Начались пересуды, споры.
Под навесом никому не было до Соснина с Викой дела.
Они заплывали далеко, к прыгавшим на привязи чёрным рыбачьим баркасам. Обессилевшие, переваливались через борт, вытягивались на серых горячих скамьях, и, обсыхая, куда-то плыли… в средней скамье – дырка для мачты с парусом.
– Когда тебя увидела, решила, что затурханного маменькиного сынка надо поскорее спасать, а ты так здорово плаваешь.
– Я переплываю Неву, правда, не Большую Неву, Малую, от пляжа Петропавловки – к Бирже.
– И что ты ещё умеешь?
– На коньках неплохо катаюсь, у меня «бегаши».
– Нет, я не о спорте.
Славно! Болтали о всякой всячине, смотрели в небо.
Шлёпали о борт, выталкивали вверх волны, натягиваясь, провисая, снова натягиваясь, лязгала цепь, которая пристёгивала баркас к ржавому бую. И сразу – валились в бездну, а взлетал соседний баркас, острым носом вонзался в солнце; рядом взлетали, задираясь высоко-высоко, и – опадали сети, оконтуренные жёлтым пунктиром пробочных поплавков, после удара волны на них сверкали капли.
Начинало укачивать.
Чтобы опередить головокружение, резко бросался в воду, сильными гребками уходил вглубь; чуть в стороне мотался на цепи, закрывая солнце, округлый смоляной бок баркаса… теплынь! – не то что в Неве, или Красавице, прошитой струями ледяных ключей. Вода была мутноватая, какая-то мыльная, будто излюбленную маринистами бирюзу слегка разбелили. Полупрозрачную, прорезанную широкими косыми лучами, но с каждым новым гребком темневшую толщу бороздили песчинки. И только ото дна шло пронзительное колебательное свечение, там, глубоко внизу, скользили блики, плыли мохнатые, как предгрозовые облака, камни. Приближалось сияние белёсо-песчаного свода с радужными зигзагами… терял ориентацию. На исходе дыхания расплывчатая плёнка разбавленной бирюзы, под которой лениво покачивали щупальцами молочно-дымчатые медузы, манила откуда-то сверху, он всё быстрее всплывал, стараясь не задевать медуз, по морю ползла тень от облака, и Соснина накрывали излучения темноты, словно лил густой дождь, а сбоку растекалось расплющенным яйцом солнце, и ещё там, под водой, когда в лёгких кончался воздух, успевал сообразить, что несся к таинственной поверхностной плёнке – глянцевой снаружи, матовой изнутри – и разрывал её, жадно вдохнув, видел выгоревшее от зноя небо с кудлатыми облачками, которые медленно сносились в открытое море, чтобы смешаться с пыльно-розоватым осадком у горизонта.
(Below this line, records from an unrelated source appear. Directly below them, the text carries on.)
PR #442, opened 2018-06-27
Run pipeline in remote docker daemon (initial version)

nigeldeakin:
If the user specifies that they require a remote docker daemon (using the pipeline property `docker: true`) then the pipeline container will be run in that daemon rather than the restricted, shared, daemon. 

The most immediate benefit of this change is it allows the pipeline container to connect to any containers that it starts using `docker run` (or equivalent). The `docker run` parameter `--network=$DOCKER_NETWORK_NAME` must be specified when starting any additional containers to add them to the same network as is used by the pipeline container.

(Obviously we need to do this automatically and remove the need to specify this)

This is not yet ready for merging: further review is required and both unit and end-to-end tests are needed.

Here is a summary of the main changes so far:
* If `wercker.yml` specifies `docker: true` then a RDD is provisioned as before and URI of the daemon saved in the docker setting `dockerOptions.Host`. This means that when the "box" container and any service containers are started they are started in the RDD daemon rather than in the default, shared daemon.
* A new environment variable `DOCKER_NETWORK_NAME` is set to the name of the docker network that is created. This must currently be specified when creating any other containers.
* Prior to this change the step directories were made available to the box container using mounts (binds). However this is not possible if the daemon is running on a different machine, so if a RDD is being used the step directory is copied to the remote docker daemon. This involves creating a tarball and calling the `CopyToContainer` API call.
* If the CLI is being run locally and `wercker.yml` specifies `docker: true` then the local daemon is used (as before) and a new daemon is not started. I have maintained the prior behaviour which mounts the docker socket inside the container: we must be careful do this only if the CLI is being run locally.  In this case the step directories are copied to the local daemon via a tarball. I did this to make it easier to test but we need to change this to use a mount as this is much faster.
* I have split the existing Box.bind() function into two separate functions, `mounts` (which mounts the step directories) and `vols` (which exposes the docker socket) to simplify the logic that controls when each is used.
* I have been testing this with https://github.com/nigeldeakin/direct-docker-golang/ (which will one day become an official example) and my own test repo https://github.com/nigeldeakin/wercker-tests . Obviously lots more tests are needed


docker/box.go
```diff
@@ -378,7 +428,25 @@ func (b *DockerBox) Run(ctx context.Context, env *util.Environment, rddURI strin
...
+		// Not using a RDD
+		// Obtain the binds necessary to mount the directories under HostPath (which is a pipeline option),
+		b1, err := b.mounts(env)
+		if err != nil {
+			return nil, err
+		}
+		binds = append(binds, b1...)
+	}
+	if b.options.EnableVolumes {
+		// Obtain the binds necessary to mount the volumes defined in Volumes (which is a pipeline option)
```
agnihotrigaurav: need to check various volume mounting options also will it be possible to mount same on rdd?

docker/box.go
```diff
@@ -445,6 +513,14 @@ func (b *DockerBox) Run(ctx context.Context, env *util.Environment, rddURI strin
 		return nil, err
 	}
 
+	if rddURI != "" {
```
agnihotrigaurav: Local case should be checked as well.

docker/box.go
```diff
@@ -166,27 +170,70 @@ func (b *DockerBox) binds(env *util.Environment) ([]string, error) {
...
+	if err != nil {
+		return err
+	}
+
+	entries, err := ioutil.ReadDir(b.options.HostPath())
+	if err != nil {
+		return err
+	}
+	for _, entry := range entries {
+		if entry.IsDir() || entry.Mode()&os.ModeSymlink == os.ModeSymlink {
```
lake-of-dreams: os.ModeSymlink == os.ModeSymlink ??

docker/box.go
```diff
@@ -166,27 +170,70 @@ func (b *DockerBox) binds(env *util.Environment) ([]string, error) {
...
+			if err != nil {
+				return err
+			}
+			// now create a reader on the tarball
+			tarFile, err := os.Open(tarfileName)
+			tarReader := bufio.NewReader(tarFile)
+
+			// copy the tarball to the container, where it will be untarred in the specified location
+			err = client.CopyToContainer(ctx, containerID, destDirName, tarReader, types.CopyToContainerOptions{})
+			if err != nil {
```
lake-of-dreams: This should be tested thoroughly - e.g. can we mount a file?

docker/box.go
```diff
@@ -378,7 +430,25 @@ func (b *DockerBox) Run(ctx context.Context, env *util.Environment, rddURI strin
 		ports = exposedPorts(b.config.Ports)
 	}
 
-	binds, err := b.binds(env)
+	binds := []string{}
+	if rddURI == "" {
+		// Not using a RDD
+		// Obtain the binds necessary to mount the directories under HostPath (which is a pipeline option),
+		b1, err := b.mounts(env)
```
lake-of-dreams: a better var name than b1

lake-of-dreams:
One more scenario that we need to handle is how to handle a situation when a user starts a container with a volume and path that the user mounts exists on box container

`docker run -v `pwd`:/go/src/github.com/fnproject/fn --rm fnproject/swagger:0.0.1 /go/src/github.com/fnproject/fn/docs/swagger.yml`

/go/src/github.com/fnproject/fn exists on the box container but since path /go/src/github.com/fnproject/fn will not be on rdd host - it will not work

docker/box.go
nigeldeakin: Changed to `if rddURI == "" || b.dockerOptions.RddServiceURI == "" {`

docker/box.go
nigeldeakin: I haven't changed anything here. This line is in the current version:
https://github.com/wercker/wercker/blob/54c57f3c6637a9b4637e85eb311ea5f27a664fec/docker/box.go#L157
I think `entry.Mode()&os.ModeSymlink == os.ModeSymlink` tells you whether it is a symbolic link. I think you could also use `entry.Mode()&os.ModeSymlink != 0` but I don't want to change existing logic.

nigeldeakin:
Extended the existing test for `--direct-mount` with a variant that uses a RDD

nigeldeakin:
(Pasted from Slack)
- I'm trying to create pipeline to build docker images for OracleFMWInfrastructure (https://github.com/oracle/docker-images/blob/master/OracleFMWInfrastructure/dockerfiles/12.2.1.3/Dockerfile).
- Orahub project : https://orahub.oraclecorp.com/scqs/wercker-fmw-docker-images/tree/master

- Here Dockerfile  uses "FROM oracle/serverjre:8" and hence I'm building the image oracle/serverjre:8 in the same pipeline which is success before building FMW Infra image.

- With Wercker UI (app.wercker.com) (Run details: https://app.wercker.com/paas-rm/wercker-fmw-docker-images/runs/build/5b4621c887e17d0001aa2d25?step=5b4621e263c37f0001b691be)   the pipeline shows success but does not build the FMW Infra image and just shows "Step 1/12 : FROM oracle/serverjre:8".

- With wercker cli able to get the below error details:
=====================
Step 1/12 : FROM oracle/serverjre:8
repository oracle/serverjre not found: does not exist or no pull access
--> repository oracle/serverjre not found: does not exist or no pull access
--> Step failed: Building FMW Infra docker images repository oracle/serverjre not found: does not exist or no pull access 60.57s
--> Pipeline failed: 183.44s
FATAL Step failed: Building FMW Infra docker images
========================

nigeldeakin:
Extended and refactored the existing test for `--enable-volumes` to test the mounting of volumes in both the box container and any service containers, and when a RDD is being used and when it is not.

nigeldeakin:
Updated the description with details of what tests I have added

docker/box.go
```diff
@@ -378,7 +451,26 @@ func (b *DockerBox) Run(ctx context.Context, env *util.Environment, rddURI strin
...
+		extraBinds, err := b.mounts(env)
+		if err != nil {
+			return nil, err
+		}
+		binds = append(binds, extraBinds...)
+		stepsMounted = true
+	}
+	if b.options.EnableVolumes {
+		// Obtain the binds necessary to mount the volumes defined in Volumes (which is a pipeline option).
+		b2, err := b.vols(env)
```
lake-of-dreams: there should be a better variable name than b2

nigeldeakin: Changed to `volBinds`since its value is set to `b.vols(env)` and is appended to a slice called `binds`

docker/box.go
```diff
@@ -166,27 +172,89 @@ func (b *DockerBox) binds(env *util.Environment) ([]string, error) {
...
+	for i := 0; i < len(b.volumes); i += 2 {
+		binds = append(binds, fmt.Sprintf("%s:%s:rw", b.volumes[i], b.volumes[i+1]))
+	}
+	return binds, nil
+}
+
+// copyStepsToContainer() copies the directories under HostPath (which is a pipeline option) to the pipeline container.
+// This is equivalent to calling mounts() to mount the same directories, and must be used when the daemon is remote and binds are not possible.
+func (b *DockerBox) copyStepsToContainer(ctx context.Context, env *util.Environment, containerID string) error {
+
```
hatchan: can you remove these leading empty lines after the func deceleration?

docker/box.go
```diff
@@ -166,27 +172,89 @@ func (b *DockerBox) binds(env *util.Environment) ([]string, error) {
...
-		for _, vol := range vols {
-			if strings.Contains(vol, ":") {
-				pair := strings.SplitN(vol, ":", 2)
-				interpolatedVols = append(interpolatedVols, env.Interpolate(pair[0]))
-				interpolatedVols = append(interpolatedVols, env.Interpolate(pair[1]))
-			} else {
-				interpolatedVols = append(interpolatedVols, env.Interpolate(vol))
-				interpolatedVols = append(interpolatedVols, env.Interpolate(vol))
-			}
+// vols() returns the binds necessary to mount the volumes defined in Volumes (which is a pipeline option)
```
hatchan: no need to have the `()` there

docker/box.go
```diff
@@ -143,7 +147,9 @@ func (b *DockerBox) GetID() string {
 	return ""
 }
 
-func (b *DockerBox) binds(env *util.Environment) ([]string, error) {
+// mounts() returns the binds necessary to mount the directories under HostPath (which is a pipeline option).
```
hatchan: no need to have the `()` there

docker/box.go
```diff
@@ -166,27 +172,89 @@ func (b *DockerBox) binds(env *util.Environment) ([]string, error) {
...
-			binds = append(binds, fmt.Sprintf("%s:%s:rw", b.volumes[i], b.volumes[i+1]))
+	}
+	b.volumes = interpolatedVols
+	for i := 0; i < len(b.volumes); i += 2 {
+		binds = append(binds, fmt.Sprintf("%s:%s:rw", b.volumes[i], b.volumes[i+1]))
+	}
+	return binds, nil
+}
+
+// copyStepsToContainer() copies the directories under HostPath (which is a pipeline option) to the pipeline container.
```
hatchan: no need to have the `()` there

hatchan:
Oh update the changelog in the PR

docker/box.go
```diff
@@ -166,27 +172,89 @@ func (b *DockerBox) binds(env *util.Environment) ([]string, error) {
...
+	for _, entry := range entries {
+		if entry.IsDir() || entry.Mode()&os.ModeSymlink == os.ModeSymlink {
+
+			sourceDirName := b.options.HostPath(entry.Name())
+			sourceDirName = strings.TrimRight(sourceDirName, "/")
+			destDirName := b.options.MntPath("")
+
+			// if the path is a symlink then follow it before calling TarPathWithRoot (since TarPathWithRoot ignores symlinks)
+			if entry.Mode()&os.ModeSymlink == os.ModeSymlink {
+				sourceDirName, err = filepath.EvalSymlinks(sourceDirName)
```
markxnelson: are we sure we want to follow symlinks? not just copy them as symlinks?

tests/projects/direct-mount-test/test.sh
```diff
@@ -0,0 +1,71 @@
...
+if [ -z ${testsDir} ]; then testsDir=$PWD/..; fi
+
+# Test direct-mount in the non-RDD case by running the test-direct-mount-normal pipeline
+testDirectMountNormal () {
+  testName=direct-mount-test-normal
+  testDir=$testsDir/direct-mount-test
+  printf "testing %s... " "$testName"
+  
+  testFile=${testDir}/testfile-normal
+  > "$testFile"
```
markxnelson: is this redirect meant to be on its own line, or is this just a diff glitch?

tests/projects/direct-mount-test/test.sh
```diff
@@ -0,0 +1,71 @@
...
+}
+
+# Test direct-mount in the RDD case by running the test-direct-mount-rdd pipeline
+testDirectMountRDD () {
+  testName=direct-mount-test-rdd
+  testDir=$testsDir/direct-mount-test
+  printf "testing %s... " "$testName"
+
+  testFile=${testDir}/testfile-rdd
+  > "$testFile"
```
markxnelson: redirect on its own line?

tests/projects/rdd/wercker.yml
```diff
@@ -0,0 +1,62 @@
...
+                else
+                    echo "Test failed: container gave unexpected response: " $curlOutput
+                    echo "The expected response was: " $expected
+                    exit 1
+                fi   
+            else 
+                echo "Test failed: container did not respond"
+                exit 1 
+            fi           
+    - script:
```
markxnelson: after step?

util/util.go
```diff
@@ -23,6 +23,7 @@ import (
 	"net/http"
 	"os"
 	"path"
```
markxnelson: are you importing the same thing twice here, and giving it a second name?

util/util.go
```diff
@@ -289,6 +292,69 @@ func TarPath(writer io.Writer, root string) error {
...
+// in the tarball, with the files under "root" placed under it.
+// Directory names are written to the tarfile (including empty directories).
+// Symbolic links are ignored (walk doesn't follow symbolic links anyway).
+func TarPathWithRoot(writer io.Writer, root string, tarRoot string) error {
+	tw := tar.NewWriter(writer)
+	defer tw.Close()
+
+	walkFn := func(path string, info os.FileInfo, err error) error {
+
+		if info.Mode()&os.ModeSymlink == os.ModeSymlink {
```
markxnelson: i am curious to understand why we think ignoring symlinks is safe

docker/box.go
hatchan: Good catch, I agree that we probably want to copy the symlinks, and not copy the contents.

docker/box.go
nigeldeakin: Done

docker/box.go
nigeldeakin: Agreed. Done.

docker/box.go
nigeldeakin: Agreed. Done.

docker/box.go
nigeldeakin: Agreed. Done.

docker/box.go
nigeldeakin: In this loop we are iterating over the contents of the `build` directory. This is what it typically contains:
```
lrwxr-xr-x  1 ndeakin  staff   80 19 Jul 10:05 cache -> /Users/ndeakin/go/src/github.com/nigeldeakin/direct-docker-golang/.wercker/cache
drwxr-xr-x  3 ndeakin  staff   96 19 Jul 10:05 script-11d3760b-683d-47c1-add4-beed3daac470
drwxr-xr-x  3 ndeakin  staff   96 19 Jul 10:05 script-309cb98f-53e2-4fa9-a09a-c8c1c1b47ef3
drwxr-xr-x  3 ndeakin  staff   96 19 Jul 10:05 script-6a4dcba5-edd8-4399-b9cb-af1c34b6b260
drwxr-xr-x  3 ndeakin  staff   96 19 Jul 10:05 script-724e8dae-0de5-407a-89ea-1f0eee74acc0
drwxr-xr-x  3 ndeakin  staff   96 19 Jul 10:05 script-737adf9e-3189-4efd-b725-4ce21a6fbb9c
drwxr-xr-x  3 ndeakin  staff   96 19 Jul 10:05 script-a698cb61-e53f-44ab-bd67-9beb9dcce491
drwxr-xr-x  3 ndeakin  staff   96 19 Jul 10:05 script-bd625384-fcb9-4fec-b8d5-e1359e47d43c
drwxr-xr-x  3 ndeakin  staff   96 19 Jul 10:05 script-d64dc487-7bb6-4779-9b3a-61051bde7cbf
drwxr-xr-x  3 ndeakin  staff   96 19 Jul 10:05 script-fbf76cac-66cf-435d-b159-548547b0239f
lrwxr-xr-x  1 ndeakin  staff  104 19 Jul 10:05 source -> /Users/ndeakin/go/src/github.com/nigeldeakin/direct-docker-golang/.wercker/projects/direct-docker-golang
drwxr-xr-x  6 ndeakin  staff  192 19 Jul 10:05 wercker-init-ccb064fe-4406-4406-958b-a0a8841ba121
```
These are the cache, source and steps, all of which need to be tared up and sent to the remote daemon (normally they would be simply mounted).
 
`cache` and `source` are symbolic links. This is why we need to follow the link before calling `util.TarPathWithRoot`.

In addition, note that the symbolic link `cache` is to a directory `direct-docker-golang` (which is the name of the source repo). However we want the root directory in the tarfile to be `cache` (the name of the symlink). This is why we need to additionally save the name of the symbolic link in the `tarRoot` variable and pass it to `util.TarPathWithRoot`, which then uses that name as the root directory in the tarfile.

Note that the logic for handling symlinks below this level is handled by `util.TarPathWithRoot`. This uses `filepath.Walk` to walk the tree, and this does not follow symlinks. 

I am separately reviewing whether `util.TarPathWithRoot` needs to handle symlinks differently.

tests/projects/rdd/wercker.yml
nigeldeakin: Sure. Done.

util/util.go
nigeldeakin: Yes. I did this because in an earlier version of these changes I was sharing code with the existing `TarPath` function which already had a variable called `path`. This meant I could not use the `path` package without renaming the existing variable. I decided that to make the job of reviewing this PR easier (and for no other reason) I decided to rename the package instead.

However I subsequently decided to keep the two functions separate, which means I might as well rename the `path` variable rather than the import. Which I have now done.

util/util.go
nigeldeakin: If you had wondered why I had been taking so much interest in that symlink issue you discovered earlier this week, it's because of this very line.

I intend to change this (as with so many things the thing that takes the most time is writing the tests)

А бывало, что первой ныряла Вика, выныривала поодаль, звала из тёплого зелёного колыханья. – Илюша, Илюша, не отставай!.. терракотовые ноги, живот, плечи просвечивали сквозь накрывавшую волну, Вика, отфыркивалась, взмахивала рукой в сторону берега, к шее прилипали кончики волос, выбившихся из-под жёлтой резиновой шапочки.
– Илюша, о чём ты всё время думаешь? Что у тебя в голове? Не зря Леонид Исаевич называл тебя ребёнком наоборот, – мать вздыхала.
намереваясь дойти до сути
На набережной Соснин и Вика застывали у мольберта постаревшего, сгорбившегося, но по-прежнему неутомимого пейзажиста, следили из-за его спины за тем, как подолгу смешивались на пахучей палитре краски, разляпывались яркие кляксочки на переднем плане картины – исполосованный поперечными лиловыми тенями тополей асфальтовый променад заполняли курортники – и – накладывался изогнуто-широкий жирный мазок, получалась далёкая бледно-голубая гора.
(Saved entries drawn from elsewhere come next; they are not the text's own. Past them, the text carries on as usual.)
PR #443, opened 2018-06-28
Bihaber wrkr540 - Select runner image based on production vs development

bhabermaas:
1. Changes to accept image tag 'latest' when running in production (app.wercker.com).  When latest is not present in the remote repository it will select the most recent master.  When 'latest' is present, the associated image tag containing master and commit-id is used. This is done so the local repository will identify the commit unless the 'latest' image is pulled manually. 
2. Added --image-name parameter to runner start to bypass the normal image selection process. This parameter is hidden from help and provided for developer use. 
3. Added debugging information for images found in the local/remote repository
4. Remove 'external' from runner messages.
5. Selection of the wercker site no longer uses base-url but is replaced by --using=prod|dev with the default being prod.  The use of base-url was not working for more than a single subcommand (added support to differentiate between production/development for the configure command.
6. Fixed wrong parameters appearing in runner start help.


cmd/main.go
```diff
@@ -384,23 +384,23 @@ var (
 	runnerCommand = cli.Command{
 		Name:      "runner",
 		ShortName: "run",
-		Usage:     "manage external pipeline runners",
+		Usage:     "unmanaged pipeline runners",
 		Subcommands: []cli.Command{
 			{
 				Name:  "start",
-				Usage: "start external runner(s) - This feature is a paid option.",
+				Usage: "start runner(s) - This feature is a paid option.",
```
mgianatagh: Remove the paid option text

cmd/main.go
```diff
@@ -384,23 +384,23 @@ var (
...
 						params.RunDockerController(false)
 					}
 				},
-				Flags: FlagsFor(ExternalRunnerStartFlagSet, GlobalFlagSet),
+				Flags: FlagsFor(ExternalRunnerStartFlagSet),
 			},
 			{
 				Name:  "stop",
-				Usage: "stop external runner(s) - This feature is a paid option.",
+				Usage: "stop runner(s) - This feature is a paid option.",
```
mgianatagh: Remove the paid option text

cmd/main.go
```diff
@@ -413,7 +413,7 @@ var (
 			},
 			{
 				Name:  "status",
-				Usage: "display the status of started external runner(s) - This feature is a paid option.",
+				Usage: "display the status of started runner(s) - This feature is a paid option.",
```
mgianatagh: Remove the paid option text

cmd/main.go
```diff
@@ -425,15 +425,15 @@ var (
 			},
 			{
 				Name:  "configure",
-				Usage: "setup Docker configuration for external runner operation - This feature is a paid option.",
+				Usage: "setup Docker configuration for runner operation - This feature is a paid option.",
```
mgianatagh: Remove the paid option text

mgianatagh:
I feel we should confirm with @markxnelson about removing the paid text now.  I figure while Bill is removing the "external" text might as well remove the "paid" text too.

lfeigen:
Well, at this point, it's not *not* a paid option is it?  Somebody has to enable the feature flag, no?

mgianatagh:
Correct, the feature flag has to be enabled in the database in order to use runners

lfeigen:
So, I think saying "paid" is not such a bad term.  We could say that it is a "future feature", but that's not so cool either.  The only people who might be annoyed by seeing "paid feature" are the people who are paying and don't know the feature.

Ideas?

mgianatagh:
Maybe we should hide the runner keywords

bhabermaas:
The paid and external runner changes, if not accepted, will result in this pull request being cancelled.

Больше казался художником, чем был им, – думал Соснин, – мазилу не интересовало ничего сверх тощих тополей, моря, горы, для него не существовали свет, воздух, ветер.
– Он маньяк? Одно и то же, как не приелось? – громко шептала Вика.
Соснин шептал в ответ, что меняется освещение, меняются цвета, оттенки, вспоминал подвижников художественного созерцания – знаменитого француза, который раз за разом вдохновенно писал разъедаемый сиреневыми туманами лондонский мост, ещё одного француза, не менее знаменитого, без устали, исступлённо, писавшего гору Святой Виктории – днём сизо-синюю, но каждый день – сизо-синюю по-другому, под конец дня – песочно-розовую, хотя, если вглядываться, ежевечерне наново и иначе перекрашиваемую закатом. Почувствовав волнующую игру смыслов, Соснин осмелел, повторил, будто усомнившись, с вопросительной интонацией, да ещё сделал ударение на первом слове. – Святой Виктории?
Вика, вздрогнув, оценила наглость юного кавалера – посмотрела ему в глаза, загадочно улыбнулась.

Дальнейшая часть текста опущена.